= Conor Simpson =

Australian dancer

Conor Simpson (born 1994) is a competitive performer of Irish stepdance from Canberra, Australia. Having begun dancing at his mother's school at the age of nine, Simpson has been highly successful in local and international competition. He is one of the few Australians to win a title at Oireachtas Rince na Cruinne (the Irish Dancing World Championships), and has also performed professionally.

== Personal life ==
Born in Canberra in 1994 to Irish dancing teacher Monica Simpson, Simpson grew up with his father, mother and sister. He played soccer and rugby league as a child during his education at Marist College, taking up Irish dance only after being "bribed" by his mother and sister into taking classes.
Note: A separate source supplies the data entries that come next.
PR #4427, opened 2026-02-11
Render resources specified in the EGW CR

sridhartigera:
## Description

Resource limits and requests specified in the EGW custom resource must be rendered in the EGW deployment.

## Release Note

```release-note
Fixed rendering resource limits and requests for Egress Gateway.
```

## For PR author

- [ ] Tests for change.

## For PR reviewers

- [ ] Appropriate labels:

### DIFF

He graduated in 2018 with a double degree in finance and economics at Australian National University.

== Competitive career ==
Simpson took classes at his mother's Simpson Academy of Irish Dance from the age of nine. He won seven age group titles at the ACT Championships, as well as winning his section at the Australian Irish Dancing Championships in 2006, 2008, 2009, 2010, 2011, 2012, 2014, 2016, 2017 and 2018. In 2006, he competed at Oireachtas Rince na Cruinne, the World Championships of An Coimisiún Le Rincí Gaelacha, for the first time, receiving a recall medal in his section. He returned in 2009, 2010 and 2013, placing third, third and fourth respectively.

In 2013, after finishing his secondary education, Simpson spent a gap year in Belfast, Northern Ireland, training and competing with former world champion dancer Gerard Carson at the Carson-Kennedy Academy. That year, in addition to Oireachtas Rince na Cruinne, he competed in a number of other major international championships, including the All Scotland Championships and All Ireland Championships.
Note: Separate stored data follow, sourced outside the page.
PR #4438, opened 2026-02-13
Rename allow-tigera Tier to calico-system

radixo:
## Description

This PR renames allow-tigera Tier to calico-system with the purpose to enable this Tier on Calico OSS.
All the files were changed only applying regex replaces on a few allow-tigera patterns.
Specially for the tigera-operator a cleanup routine was appended to tier's controller and render.

## Release Note

```release-note
The Tier allow-tigera has been renamed to calico-system.

If your Calico installation does not use the Tigera Operator, or if you have created custom Network Policies within this Tier, you must manually update your resources to reference the new Tier name.

Please review and adjust any affected policies to ensure continued correct behavior.
```

## For PR author

- [ ] Tests for change.

## For PR reviewers

- [ ] Appropriate labels:

### DIFF
--- a/pkg/render/dex.go
+++ b/pkg/render/dex.go
@@ -137,7 +137,7 @@ func (c *dexComponent) Objects() ([]client.Object, []client.Object) {
 		&corev1.Secret{ObjectMeta: metav1.ObjectMeta{Namespace: DexObjectName, Name: DexObjectName}},
 		&corev1.Secret{ObjectMeta: metav1.ObjectMeta{Namespace: common.OperatorNamespace(), Name: DexObjectName}},
 		// allow-tigera Tier was renamed to calico-system
-		networkpolicy.DeprecatedAllowTigeraNetworkPolicyObject("calico-system-dex", DexNamespace),
+		networkpolicy.DeprecatedAllowTigeraNetworkPolicyObject("allow-tigera-dex", DexNamespace),
 		networkpolicy.DeprecatedAllowTigeraNetworkPolicyObject("default-deny", DexNamespace),
 	}
 


pkg/controller/tiers/tiers_controller.go
```diff
@@ -232,3 +238,33 @@ func (r *ReconcileTiers) prepareTiersConfig(ctx context.Context, reqLogger logr.
 
 	return &tiersConfig, nil
 }
+
+func (r *ReconcileTiers) fetchDeprecatedObjs(ctx context.Context, tiersConfig *tiers.Config) (err error) {
```
caseydavenport: Generally easier to read if the code doesn't use side-effects like this and just returns the objects instead of modifying the input.

That said, we should know exactly which objects we need to delete without querying the cluster, right? 

What happens if a user has created their own policy within the allow-tigera tier? What will our code do? What _should_ our code do?

I think it probably needs to spot that and abort, warning the user? WDYT?

pkg/render/tiers/tiers.go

After placing third at Oireachtas Rince na Cruinne in 2014 and second at the North American National Championships the same year, Simpson returned to Carson in Ireland for six weeks at the end of 2014. After a period of intense training, Simpson won the men's 20-21 years championship at Oireachtas Rince na Cruinne 2015 in Montreal, Canada, becoming only the sixth Australian to win an individual title at the World Championships.
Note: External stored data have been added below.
PR #4457, opened 2026-02-19
Import MutatingAdmissionPolicies from Calico

caseydavenport:
## Description

When using v3 CRDs, we need to manage MutatingAdmissionPolicies. These files live in the Calico repository alongside CRDs, so we should import them in much the same way.

This refactors the codebase to include a new `pkg/imports/crds` and
`pkg/imports/admission` instead of a singular `pkg/crds`, and adds the
necessary logic to the operator to manage these new objects.

## Release Note

```release-note
TBD
```

## For PR author

- [ ] Tests for change.

## For PR reviewers

- [ ] Appropriate labels:

### DIFF
--- a/pkg/imports/crds/calico/v1.crd.projectcalico.org/crd.projectcalico.org_bgpconfigurations.yaml
+++ b/pkg/imports/crds/calico/v1.crd.projectcalico.org/crd.projectcalico.org_bgpconfigurations.yaml
@@ -97,6 +97,11 @@ spec:
                     x-kubernetes-map-type: atomic
                   type: array
                   x-kubernetes-list-type: set
+                programClusterRoutes:
+                  enum:
+                    - Enabled
+                    - Disabled
+                  type: string
                 serviceClusterIPs:
                   items:
                     properties:
--- a/pkg/imports/crds/calico/v3.projectcalico.org/projectcalico.org_bgpconfigurations.yaml
+++ b/pkg/imports/crds/calico/v3.projectcalico.org/projectcalico.org_bgpconfigurations.yaml
@@ -100,6 +100,11 @@ spec:
                     x-kubernetes-map-type: atomic
                   type: array
                   x-kubernetes-list-type: set
+                programClusterRoutes:
+                  enum:
+                    - Enabled
+                    - Disabled
+                  type: string
                 serviceClusterIPs:
                   items:
                     properties:


cmd/main.go
```diff
@@ -295,6 +296,11 @@ If a value other than 'all' is specified, the first CRD with a prefix of the spe
 			os.Exit(1)
 		}
 
+		if err := admission.Ensure(mgr.GetClient(), variant, v3CRDs, setupLog); err != nil {
```
tmjd, line 299: Wouldn't it be more obvious if we didn't pass the v3CRDs into this function and the one above and just call the appropriate one depending on its value?

pkg/common/kubernetes_version.go
```diff
@@ -59,3 +59,9 @@ func (v *VersionInfo) ProvidesCertV1API() bool {
 	}
 	return false
 }
+
+// ProvidesMutatingAdmissionPolicyV1Beta1 returns if admissionregistration.k8s.io/v1beta1 MutatingAdmissionPolicy
```
tmjd, line 63: Should there be a call to this in main also?

cmd/main.go
tmjd: But maybe not including that condition at this level pushes the context down a level, maybe that is better?

pkg/imports/admission/admission.go
```diff
@@ -0,0 +1,163 @@
...
+		return nil
+	}
+
+	objs := GetMutatingAdmissionPolicies(opv1.ProductVariant(variant), v3)
+
+	for _, obj := range objs {
+		log.Info("ensuring MutatingAdmissionPolicy resource exists", "name", obj.GetName(), "kind", obj.GetObjectKind().GroupVersionKind().Kind)
+		ctx, cancel := context.WithTimeout(context.Background(), 10*time.Second)
+		if err := c.Create(ctx, obj); err != nil {
+			cancel()
```
tmjd, line 122: AI suggested to do a `defer cancel()` immediately after the context.WithTimeout as a more idiomatic Go pattern.

cmd/main.go
caseydavenport: Yeah, I had the same back and forth. I think I like it better pushing the context inside the Ensure function to keep that complexity out of main?

pkg/common/kubernetes_version.go
caseydavenport: Yeah, perhaps - right now, if the cluster doesn't support it, the operator will skip MAPs and then get to the core controller where it will set degraded.

If we did this check in main, what would the desired behavior be in the case of failure? Just logging an error? Or exiting?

Simpson returned to the Worlds in 2017 after spending time as a professional dancer, placing third in the open age men's competition. His preparation for competition, though restricted by his university studies, had expanded to four dance classes a week in addition to a strength and conditioning program, totalling some 20 hours a week.

== Performance career ==
In late 2015, following his competitive success, Simpson was approached by producers for the Australian tour of Irish dance show Lord of the Dance. He successfully auditioned along with another local male dancer, and was immediately flown to Adelaide to join the tour, which left Australia for Broadway shortly afterwards.